Search This Blog

my daily routin

my daily routin
dialog MIR

Monday, August 2, 2010

Ikutan tulis2 ach.... (RSBI)

Mumpung pagi ini lagi hujan deras.... plus hati juga lagi mendung, mending bikin2 tulisan kali yeee...

Beberapa saat yang lalu saya sempat berdialog dengan seorg teman guru di sebuah SD, dia berkata " Iya bu... itu dulu, sekarang SD kami jadi RSDBI,.....tu lo... sekolah internasional.....ibu blm baca plangnya ya...."
Jujur... saya kan orang Indonesia asli, kadang memang tidak memperhatikan hal2 kecil secara mendetail, walau sering melewati wilayah SD tersebut. Hehehehe....

Internasional? apanya? standarnya apa?
Ooooo.... Internasional bila menekankan pada penguasaan ICT dan penggunaan Bahasa Inggris pada penyampaian materinya.

Realistis aja, semahir apa siswa & guru kita menguasai bhs tersebut? Jangankan mau mengerti dengan materi yang disampaikan, untuk mengerti bhs yg digunakan saja mungkin sudah menguras lebih dari setengah energi siswa, apalagi jika harus dituntut tuntas paham pada materi yang di sampaikan....

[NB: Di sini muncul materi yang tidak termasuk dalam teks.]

PR #765, opened 2022-11-15
Fix duplicate panel keys

eunicorn:
**Bug**
If you add two panels with the same name, then they reference the same panel. When you edit one panel, you'll also see the changes in the other panel

**Fix**
Create a unique panel key for each panel

### DIFF
--- a/ui/dashboards/src/components/PanelDrawer/PanelDrawer.test.tsx
+++ b/ui/dashboards/src/components/PanelDrawer/PanelDrawer.test.tsx
@@ -64,6 +64,31 @@ describe('Panel Drawer', () => {
     });
   });
 
+  it('should add panel with duplicate panel name', async () => {
+    const storeApi = renderPanelDrawer();
+
+    act(() => storeApi.getState().openAddPanel());
+
+    const nameInput = await screen.findByLabelText(/Name/);
+    userEvent.type(nameInput, 'cpu');
+    userEvent.click(screen.getByText('Add'));
+
+    const panels = storeApi.getState().panels;
+    expect(panels).toMatchObject({
+      // make sure we don't have duplicate panel key by appending "-1"
+      'cpu-1': {
+        kind: 'Panel',
+        spec: {
+          display: { name: 'cpu' },
+          plugin: {
+            kind: '',
+            spec: {},
+          },
+        },
+      },
+    });
+  });
+
   it('should edit an existing panel', async () => {
     const storeApi = renderPanelDrawer();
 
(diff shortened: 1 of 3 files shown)


ui/dashboards/src/context/DashboardProvider/panel-editor-slice.ts
```diff
@@ -195,7 +195,7 @@ export function createPanelEditorSlice(): StateCreator<
         },
         applyChanges: (next) => {
           const panelDef = createPanelDefinitionFromEditorValues(next);
-          const panelKey = removeWhiteSpacesAndSpecialCharacters(next.name);
+          const panelKey = createUniquePanelKey(next.name);
```
LukeTillman, line 198: Just a suggestion (feel free to ignore), but I really like the fact that the panel keys don't have numbers by default under the old implementation. Would be really nice to only add a number if a given panel key is already taken (and then _ideally_ I think you'd add whatever the next number was starting from `2` and counting up that gets you a unique key, but maybe that's overkill).

Anyway, just a thought that I think leads to nicer/easier to read JSON.

LukeTillman (approved):

ui/dashboards/src/context/DashboardProvider/panel-editor-slice.ts
eunicorn: good point, i'll change it since the number from `generateId` will look random

LukeTillman:
One other random quick thought: be sure to update the `CHANGELOG` before merging.

ui/dashboards/src/components/PanelDrawer/PanelDrawer.test.tsx
```diff
@@ -64,6 +64,31 @@ describe('Panel Drawer', () => {
...
+        spec: {
+          display: { name: 'cpu' },
+          plugin: {
+            kind: '',
+            spec: {},
+          },
+        },
+      },
+    });
+  });
```
cndonovan, line 90: Nice call on the test

ui/dashboards/src/context/DashboardProvider/panel-editor-slice.ts
```diff
@@ -266,3 +271,19 @@ function getYForNewRow(group: PanelGroupDefinition) {
   }
   return newRowY;
 }
+
+// Find all the unique panel keys
+// ex: cpu, cpu-1, cpu-2 count as the same panel key since these panels have the same name
+function getUniquePanelKeys(panels: Record<string, PanelDefinition>): Record<string, number> {
```
cndonovan, line 277: This is also totally optional, but I would think of this function as more `getPanelNameCounts` or `getPanelNameToCount`

(versus getting the unique panel keys, because it doesn't exactly do that)

But I can totally follow the code and see what's going on, so I think it's fine either way

cndonovan (approved):
✨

Ooo alah..... kemana kebanggaan kita pada bhs Indonesia? bhs pemersatu lo..... ,budaya bangsa....
Bilingual, bukannya sejak dulu guru2 kita sudah mengajar dengan dua bahasa?
Bhs Indonesia plus bhs Kutai (guru yg mahir brbhsa Kutai), Bhs Indonesia plus Bhs Banjar (Guru yg mahir berbhs Banjar)....dan saya yakin banyak lagi bilingual2....yang terjadi dengan kombinasi2 unik lainnya. Dan itu sudah membuat Indonesia sedemikian kayanya.

Sebagai orang awam saya cuma bertanya2 apa hebatnya ya.... menginternasional tapi ga' unik.
Bahkan salah satu negara yang menjadi rujukan sebagai sekolah Internasional,seorang pakar pendidikannya merasa aneh aja, dengan standar2 itu. Karena pendidikan itu kebutuhan bukan label.

Jadi memang wajar saja jika di UAN kemarin, Bahasa Indonesia adalah materi yang menduduki peringkat tertinggi dalam "ketidak lulusan", salah siapa?

Indonesia kaya, Indonesia Unik, marilah menginternasional dengan kekayaan kita. Cintai Bahasa Indonesia kita, boleh kita mengenal dan mempelajari banyak bahasa negara lain tapi, jadikan Bahasa Indonesia adalah yang terpenting.
Sempat berdialog dengan seorang pakar pendidikan, beliau memelesetkan RSBI( Rintisan Sekolah Berstandar Internasional) menjadi rintisan sekolah bertarif internasinal.....hehehehe.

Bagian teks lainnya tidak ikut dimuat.